TASK OBJECTIVE:
The line containing "CSS selector trim" marks the start; repeat it and every following line exactly through the end of the entries.

(Beginning of ENTRIES PROVIDED)

PR #6428, opened 2024-05-02
CSS selector trim

Alkarex:
fix https://github.com/FreshRSS/FreshRSS/pull/6426#issuecomment-2091159868

### DIFF
--- a/app/Models/Entry.php
+++ b/app/Models/Entry.php
@@ -749,11 +749,13 @@ HTML;
 
 			$content = '';
 			$cssSelector = htmlspecialchars_decode($feed->pathEntries(), ENT_QUOTES);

(End of ENTRIES PROVIDED)

WRITTEN SOLUTION:
CSS selector trim

Alkarex:
fix https://github.com/FreshRSS/FreshRSS/pull/6426#issuecomment-2091159868

### DIFF
--- a/app/Models/Entry.php
+++ b/app/Models/Entry.php
@@ -749,11 +749,13 @@ HTML;
 
 			$content = '';
 			$cssSelector = htmlspecialchars_decode($feed->pathEntries(), ENT_QUOTES);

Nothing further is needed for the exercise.